Passive Avoidance Test
A passive avoidance test was done using the shuttle-box apparatus to evaluate the learning capacity and memory retention (Esfandiary et al., 2015; Karimipour et al., 2019; Xie et al., 2018). This test was scheduled into adaptation, training, and probe steps in 3 consecutive days. In the adaptation stage, the mice were habituated to a shuttle-box environment. In the training step, the mice were placed in the light chamber and one minute later, the guillotine door was opened and once the animal was entered into the dark chamber, received an electric shock (40 V, 0.5 A. 2 s). On the probe test, the mice were placed into the light chamber and allowed to enter into the dark chamber in the 5-min period. Step-through latency was considered as the memory retention or retrieval index.

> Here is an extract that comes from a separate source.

PR #2369, opened 2026-08-07
feat(pm): show download progress when fetching a package manager

### LINKED ISSUE #2351: Add download log when install package manager
### Description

Transplantation of NSCs-CM
After AD confirmation and completion of passive avoidance test, the NSCs-CM was bilaterally delivered into ICV (Nakano et al., 2020). Using stereotaxic apparatus, 5 µl NSCs-CM was injected into ICV using micro pump injection with 1 µl/min velocity rate. To prevent of backflow, the needle was kept at the site of injection for 5 additional minutes.
BrdU Administration
For labeling of endogenous NSCs, 10 mg/ml BrdU (Sigma) was dissolved in 0.9% normal saline and sterilized using 0.22-µm microfilters. Then, 50 mg/kbw BrdU was intraperitoneally injected for 7 consecutive days.
MWM Performance Procedure
MWM task was conducted to explore the spatial learning and memory capacity on the 28 days after the last BrdU injection (Esfandiary et al., 2014; Karimipour et al., 2019; Nakano et al., 2016, 2020). Briefly, in the maze room, a tank (180 cm in diameter and 60 cm in high) was filled with water (22 ± 1 °C) and a platform was submerged in the tank below 2 cm the water surface. The tank virtually was divided into 4 identical quadrants and visual cues and signs were included in all directions in the maze room. In the habituation phase, the mice were placed in a random direction and allowed to swim in the pool without a platform for the 60 s. The training phase was designed into 5 blocks and 4 trials in every block for 5 consecutive days. In all trials, the mice were placed in the tank in a randomly starting position and allowed to find the hidden platform in the 60 s. After reaching the platform, they were allowed to stay there for the 30 s and then returned to the holding cage for 10 min until the next task. If the animal could not find the platform, they were gently guided to the platform and allowed to stay there for the 30 s. In all trials, escape latency (taking time to reach and find the platform) and the distance traveled by the mice were evaluated. In the probe trial (Test day), the platform was removed and the average time spent in the target quadrant was measured where the platform located in the training trials.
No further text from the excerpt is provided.